Теория Максвелла явилась в науке первым этапом немеханической физики, первым этажом в грандиозной пирамиде все усложняющихся абстракций. Мы увидим, что трудности, связанные с освоением новых абстракций, возникнут вновь, когда наступит эра теории относительности и квантовой механики.

Уравнения Максвелла содержали в себе не только описание известных явлений, но и предсказание новых, открытых только впоследствии, в том числе предсказание существования электрической индукции и радиоволн. Они не содержали лишь одного — в них не было ничего относящегося к световому эфиру и его поразительным свойствам. Эфир просто остался за бортом теории Максвелла, но это никак не мешало ей уверенно помогать развитию науки. Для некоторых ученых эфир стал просто синонимом пустого пространства.

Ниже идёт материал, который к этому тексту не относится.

PR #1709, opened 2015-09-14
gamnit: portable services to setup an OpenGL ES 2.0 display

xymus:
Intro portable services to setup and use an OpenGL ES 2.0 display: `GamnitDisplay, setup, close, flip`. These services can be used standalone when importing `gamnit::display`, or integrated in `app.nit` by importing the whole `gamnit`.

This is an important step for Gamnit as it allows to develop portable games and will simplify building new graphic APIs gradually. However, some very useful services are still missing: textures loading, input events, full app life-cycle support (pause/resume), etc.

The display still depends on the same libraries as mnit (sdl, egl, native_app_glue, etc.), but it is much cleaner and changing the libs should be easier.

You may notice that the examples duplicate a lot of code between themselves and with `lib/glesv2/examples/opengles2_hello_triangle.nit`. All 3 examples are very useful to understand and debug the different abstraction levels, and even if they are pretty long, they are pretty much the shortest possible OpenGL ES 2.0 program I could write. I plan on keeping this duplication to keep these debugging tool, but I may move one of them (standalone) to a test folder as to not attract unwanted attention to it.

The first 3 commits are from #1708 but they are each required by either the examples or the Android support.


lib/gamnit/examples/triangle/package.ini
```diff
@@ -0,0 +1,11 @@
+[package]
+name=triangle
+tags=game
```
privat: game?

privat:
+1

privat:
@xymus please solve conflicts, I do not want to hold the scissors on this one.

PR #2326, opened 2016-10-28
Implement `Int` using a fast signed integer of at least 64 bits

xymus:
This PR modifies the lib and the compiler to implement `Int` as a `int_fast64_t`, a fast signed integer of at least 64 bits. The result in Nit programs are integers with at least 62 bits.

I opted for the `_fast` variant (over the exact 64 bits length) for possible performance gain, logical compatibility with a future adaptive `Int` that could switch to a `BigInt`, and because the minimum width logic fits better with our 2 bits tag. The doc can now state that `Int` has at least 62 bits without having to explain that sometimes it has 62 and other times 64. Still, the length of `int_fast64_t` depends on the platform while the tags depends on the context, so users should always rely only on 62 bits.

This should resolve Unicode issues on Windows (allowing a bootstrap) as well as on iOS (see #1945). An alternative would have been to use directly a `Int64` for Unicode checks, but without a tag it could cost in performance.

A down side is for C FFI users, where instead of using C `long` they should use `int_fast64_t` or cast to a `long` as needed.

I would like @R4PaSs opinion on this, since this is mainly for Unicode compatibility and close to `fixed_ints`.


xymus:
test osx please

lib/github/api.nit
```diff
@@ -466,7 +466,7 @@ class GithubAPI
 	#     assert repo != null
 	#     var comment = api.load_commit_comment(repo, 8982707)
 	#     assert comment.user.login == "Morriar"
-	#     assert comment.body == "For testing purposes..."
+	#     assert comment.body == "For testing purposes...\n"
```
R4PaSs: I'm puzzled by this change, was the test already broken or did the `int_fast64_t` modification trigger it to fail? If so, I'd like to check how, it does not seem normal to me.

src/compiler/abstract_compiler.nit
```diff
@@ -1594,39 +1594,39 @@ abstract class AbstractCompilerVisitor
 	fun int8_instance(value: Int8): RuntimeVariable
 	do
 		var t = mmodule.int8_type
-		var res = new RuntimeVariable("((int8_t){value.to_s})", t, t)
+		var res = new RuntimeVariable("INT8_C({value.to_s})", t, t)
```
R4PaSs: Why the change to a macro here? Are fixed_ints changed to their `fast` variant too?

tests/test_ffi_c_interpreter.nit
```diff
@@ -15,7 +15,7 @@
 import core::kernel
 
 fun foo `{ printf("FOO\n"); `}
-fun bar(i: Int) `{ printf("BAR %ld\n", i); `}
+fun bar(i: Int) `{ printf("BAR %ld\n", (long)i); `}
```
R4PaSs: In this case, shouldn't the `%ld` part be changed instead of the cast to `long`?

R4PaSs:
Small note on the FFI comment, I'd discourage the usage of `long` since it could easily lead to a loss of precision, but you're the boss on that area

src/compiler/abstract_compiler.nit
R4PaSs: Note: This comment applies to all the subsequent uses of macros

R4PaSs:
Oh and performance-wise, can I ask if there are any changes?

lib/github/api.nit
xymus: It is not related, a change in the Github API must have broken it recently.

src/compiler/abstract_compiler.nit
xymus: The old code used an `int` literal and cast it to a `int8_t`, the change here uses directly a literal `int8_t`. This was probably optimized by the C compiler already but now we skip a step and the style is constant with the `int_fast64_t` literal.

tests/test_ffi_c_interpreter.nit
xymus: It could be as well, but since this was a simple example I preferred to avoid the extra complexity of the macro, it is not really intuitive: `printf("%" PRIdFAST64 "", i)`

xymus:
I'm still working on the optimization casting ints into pointers, unsurprisingly it causes problems when the ints are bigger that the pointers. It requires some work to fix and it will without doubt affect performance on 32 bit platforms. I'll report the results when I have them, including the result on iOS and Android.

There are alternative fixes for Unicode under 32 bit platforms and Windows. I could explore them if this approach cost too much in performance or if some users prefer to keep ints as C `long`.

src/compiler/abstract_compiler.nit
R4PaSs: I don't mind the consistency of this approach, +1

tests/test_ffi_c_interpreter.nit
R4PaSs: OK

privat:
This seems a good idea. I'm not sure of the implication on performance but I suspect than on most sane 64bit machine `int_fast64_t` is indeed a `long int`.
My only concern is on 32bits machine, especially arm, where the under-specified Nit Int type will become a `long long int`.

privat:
Once you fix the XML we can try to bench it.

PR #2328, opened 2016-11-04
lib/github: update unit test for change in Github API behavior

xymus:
Update a Github API unit test for recent changes in the remote API behavior. I couldn't find any information on this change, so it may also be a temporary problem.

This commit was originally in #2326.


privat:
+1

PR #2329, opened 2016-11-09
Delete the debugger from the interpreter

xymus:
This PR removes the entire debugger from the interpreter including the client/server debugger. The debugger is not maintained and was never fully completed in the first place. There is a consensus that it should be rewritten from scratch if needed.

As discussed with @R4PaSs and @privat.


R4PaSs:
:shipit:

jcbrinfo:
+1

xymus:
The remaining failing test is fixed by #2328.

PR #2330, opened 2016-11-19
Updates some tests and the tests.sh script for compatibility with Windows

xymus:
This is part of the ongoing effort to make Nit work under Windows using msys2 / mingw64, this time we look at tests and support tools.

* Tweak tests.sh to work correctly on Windows: diff ignore CR, don't use -s on hostname from coreutils and don't use the $tmp variable as it overwrites an environment variable.
* Make the very badly named test a bit less bad so its path is valid on Windows.
* Fix the pkg-config annotation behavior on multiple arguments and fix its broken tests. (This is not directly related to Windows support, but valid tests will help to debug.)
* As a bonus, fix the repeated typo *boostrap*.


tests/tests.sh
```diff
@@ -158,15 +165,15 @@ function compare_to_result()
 	local sav="$2"
 	if [ ! -r "$sav" ]; then return 0; fi
 	test "`cat -- "$sav"`" = "UNDEFINED" && return 1
-	diff -u -- "$sav" "$outdir/$pattern.res" > "$outdir/$pattern.diff.sav.log"
+	diff -u --strip-trailing-cr -- "$sav" "$outdir/$pattern.res" > "$outdir/$pattern.diff.sav.log"
```
jcbrinfo: Sometimes (on Windows in particular), we want to actually test if the output contains `"\r"` or not (thinking of `"t"` mode versus `"b"` mode…)

xymus: Is there a test in particular where the trailing CR is significant?

If not, at this point I'd rather get the ~1000 tests working on Windows than preemptively support a future test. We can always update the script if it becomes an issue or when we have an official policy/services for line endings.

jcbrinfo:
If I remember well, the “very bad name” test is here to test, among other things, that `\` is correctly handled. With your renaming, it won’t test this. In another hand, I don’t know how we can test POSIX names while being compatible with Windows.

BlackMinou:
+1 !

tests/tests.sh
xymus: There was a few wrong assumptions here, so just to clarify:

* The toolchain inserts the CRs, so all the tests output CRs. Most of the time it's useful, other times it is not.
* This is only about *trailing* CRs in *sav/res* files, not about *CRs in any output*. For instance, the binary part of the `binary` tests don't use the sav/res files so they are not affected.

PR #2327, opened 2016-11-04
Fix model_json and nitweb

Morriar:
Was broken since #2312 

* Migrate `model_json` to new serialization API
* Add tests to `model_json` to ensure this doesn't happen anymore
* Migrate `web` package and `nitweb` to new API

@xymus a lot of serialization for you. Note: for each entity, I needed two deserialization version `full` and no full. Wasn't sure on how to handle this concern properly with your API

PR #2331, opened 2016-11-28
nitunit: set NIT_TESTING_PATH

Morriar:
When working with test suites, one can now use `NIT_TESTING_PATH` to retrieve the test suite path.

It can be used to access files based on the current test suite location:

~~~nit
class MyTest
	super TestSuite

    fun test_suite_path do
        assert "NIT_TESTING_PATH".environ.basename == "my_test_suite.nit"
    end
end
~~~

Useful for test suites based on model loading like in #2327.

### DIFF
--- a/share/man/nitunit.md
+++ b/share/man/nitunit.md
@@ -274,6 +274,23 @@ fun after_module do
 end
 ~~~~
 
+## Accessing the test suite environment
+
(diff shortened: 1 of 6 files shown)


Morriar:
test this please

Morriar:
test this please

Но, несмотря на то, что через двенадцать лет Герц обнаружил на опыте предсказанные теорией Максвелла электромагнитные волны, возбуждаемые в его приборах, традиции механистической физики не были сломлены. Многие физики упорно продолжали пытаться подвести под теорию Максвелла ходули привычной наглядности. Одни считали электромагнитные поля Максвелла особыми натяжениями эфира, так же как ранее принимали свет за поперечные волны в эфире.

Другие, продолжая считать эфир реальностью, предпочитали забывать о его противоречивых свойствах, относя его в разряд непознаваемых невесомых субстанций.

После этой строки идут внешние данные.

PR #2338, opened 2016-11-28
nitweb: encode URIs

### LINKED ISSUE #2164: Nitweb does not percent-encode metacharacters in URIs
According to RFC 3986, only unreserved character should be left unescaped in URIs (see http://tools.ietf.org/html/rfc3986#section-2.3). However, Nitweb produces links with URIs like `http://nitweb.moz-code.org/property/core::Int::%` (for the modulo operator of `Int`). Furthermore, the URI http://nitweb.moz-code.org/property/core%3A%3AInt%3A%3A%25 points to an empty page.

Note: Most web browsers display URIs as unescaped as possible  in the address bar (for example, both Firefox and Chrome display `http://nitweb.moz-code.org/property/core%3A%3AInt%3A%3A%25` as `http://nitweb.moz-code.org/property/core::Int::%25`). So, legibility is not a valid counter-argument to proper percent-escaping.

Morriar:
Closes #2164

### DIFF
--- a/share/nitweb/directives/entity/link.html
+++ b/share/nitweb/directives/entity/link.html
@@ -1,3 +1,3 @@
 <span>
-	<a ng-href='{{mentity.web_url}}'>{{mentity.name}}</a>
+	<a ng-href='{{mentity.web_url | encodeURI}}'>{{mentity.name}}</a>
 </span>
--- a/share/nitweb/javascripts/nitweb.js
+++ b/share/nitweb/javascripts/nitweb.js
@@ -57,5 +57,9 @@
 				templateUrl: 'views/error.html'
 			});
 		$locationProvider.html5Mode(true);
+	})
+
+	.filter('encodeURI', function() {
+		return encodeURIComponent;
 	});
 })();


Morriar:
test this please

Morriar:
Reroll: removed useless `window` prefix

jcbrinfo:
I see 2 cases :
* If `web_url` is a full URI or a path, your code is wrong because it can’t distinguish (for example) the component separator (`/`) from a `/` inside a component. A string can’t be an URI if the reserved characters are left unencoded (else, the language would be ambiguous). So, if you must percent-encode it, `web_url` can’t be a valid URL.
* If `web_url` is an URI component, the name of this attribute is misleading.

jcbrinfo:
Here is a concrete example: `core::Numeric::/`, as an URI component, is `core%3A%3ANumeric%3A%3A%2F`, so we can write URIs such as `http://nitweb.moz-code.org/doc/core%3A%3ANumeric%3A%3A%2F`. However, if you percent-encode `http://nitweb.moz-code.org/doc/core::Numeric::/`, you will get the URI component `http%3A%2F%2Fnitweb.moz-code.org%2Fdoc%2Fcore%3A%3ANumeric%3A%3A%2F`

PR #2345, opened 2016-12-07
lib/for_abuse: Fix typos in documentation

R4PaSs:
Simple fix of a few misuses of `trough` instead of `through`

PR #2346, opened 2016-12-07
lib/counter: Added pack function

R4PaSs:
Added Counter::pack to separate values by occurence into a final 2D array of values


R4PaSs:
Since it broke similarly to #2345:
test this please

PR #2347, opened 2016-12-14
Rename the extern class `NativeString` to `CString`

xymus:
`NativeString` used to be mainly implemented by the engines, but in the last few years it became gradually a normal extern class. As such, its instances are now C strings (`char *`). Most of its methods are extern and implemented in the library instead of the engines. It is also widely used by extern methods implemented in C as `char *`, the type appears 300+ times in the general lib and 67 times in `lib/core/text`.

Прошлый век перевалил в свою вторую половину под торжественные звуки фанфар. Здание науки уже красовалось многими башнями и казалось построенным на века.

Рассказывают, что один молодой человек, мечтавший заниматься теоретической физикой, поведал о своей мечте Томсону. И тот отговаривал молодого физика, потому что теоретическая физика, по существу, закончена и в ней нечего делать.

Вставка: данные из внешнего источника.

PR #2348, opened 2016-12-14
 FFI: Static types for references to Nit objects from C code

### LINKED ISSUE #2277: nitc: Clearly distinguish `cname` and `c_name`
The former is for the FFI (with `cname_blind` and `cname_normal_class`), the latter is for the compiler’s internals. To make a clear distinction between both, at least one of them should be renamed to a more meaningful name. See: [*Vers l’amélioration du lexique du code source et sa cohérence*, by Venera Arnaoudova](http://www.latece.uqam.ca/ai1ec_event/seminaire-venera-arnaoudova/)

xymus:
This PR brings back a feature from the old nitc, generated static C types for references to Nit objects in user C code. These types are used only when the Nit type doesn't have a direct association in C, like interfaces, standard classes and nullable types, but extern classes and primitive types still use their associated C types. These generated types are used as parameters and return type of extern methods, and in the signature of callbacks to Nit services.

The static types extends some of the static type safety from Nit to the user C code. It lets the C compiler detect some data manipulation errors.

These types are also used by the FFI with C++ and Objective-C.

Also fix the support of generic extern classes, update the style of some FFI code, and fix #2277.

### DIFF
--- a/src/compiler/compiler_ffi/compiler_ffi.nit
+++ b/src/compiler/compiler_ffi/compiler_ffi.nit
@@ -169,7 +169,7 @@ redef class MNullableType
 		var full_cname = "NIT_NULL___{base_cname}"
 
 		# In nitni files, declare internal function as extern
-		var full_friendly_csignature = "{cname_blind} {full_cname}()"
+		var full_friendly_csignature = "{cname} {full_cname}()"
 		ccu.header_decl.add("extern {full_friendly_csignature};\n")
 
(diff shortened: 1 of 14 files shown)


xymus:
There's an issue with the order of the generated code. I'll have to update support for callbacks from C, C++ and Objective-C.

privat:
test this please

privat:
too many conflicts now. :(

Но Томсон ошибался, как ошибались многие и до и после него, считая, что достигли предела знаний, не понимая неисчерпаемости природы, безграничности процесса познания.

Наука манит своих слуг чарующим видом сияющих вершин, и они без устали карабкаются по каменистым тропам, стремясь ввысь и пренебрегая устрашающими пропастями. Бывает и так: человек строит башню, чтобы с нее видеть дальше и больше. И другие нетерпеливо помогают ему. А у подножия башни образуется зияющий провал, грозящий поглотить строителей и их гордую башню, если они не сумеют вовремя укрепить ее фундамент...

Выдающийся немецкий физик Кирхгоф, уже прославившийся тем, что установил законы распространения электричества по проводам, ничем не отличавшиеся от законов, управляющих течением жидкости по трубам, настойчиво изучал оставшиеся еще не вполне ясными свойства упругих тел. Судьбе было угодно столкнуть его с замечательным химиком Бунзеном, успевшим прославиться изобретением угольно-цинкового гальванического элемента и тем, что с его помощью Бунзен получил металлический магний, литий, кальций и стронций.

Потеряв глаз при взрыве во время одного из опытов, тяжело отравившись мышьяком, Бунзен оставался оптимистом и видел многое, скрытое от других. Он проложил дорогу химии металлорганических соединений и химии радикалов и стремился создать метод химического анализа, пригодный для контроля металлургических процессов. Здесь основным требованием была быстрота — качество, почти недоступное химии.

Итак, они встретились, и совместная работа закипела. Они начали изучать спектры пламени, окрашенного солями различных металлов, пользуясь спектроскопом и газовой горелкой, специально изобретенной Бунзеном. Эта горелка, существующая поныне, дает почти бесцветное пламя. Ее потомки трудятся и в газовых плитах, ив огромных топках.

После Ньютона не только в лабораториях, но и в светских гостиных увлекались разложением белого света в радужные полоски. Но лишь в самом начале XIX века Волластон соединил призму с узкой щелью в камере-обскуре. Так возник спектроскоп. Спектр получился в нем необычайно ярким, как хвост жар-птицы, цвета были насыщенными, свободными от белесой дымки, мешавшей всем предшественникам Волластона. На фоне радужной полоски Волластон увидел семь темных линий. Он принял их за границы, разделяющие цвета спектра, и не придал им никакого значения. Мелкий факт, вполне понятный. Что могло быть более обычным, чем границы, в ту пору — пору мелких княжеств и враждующих государств.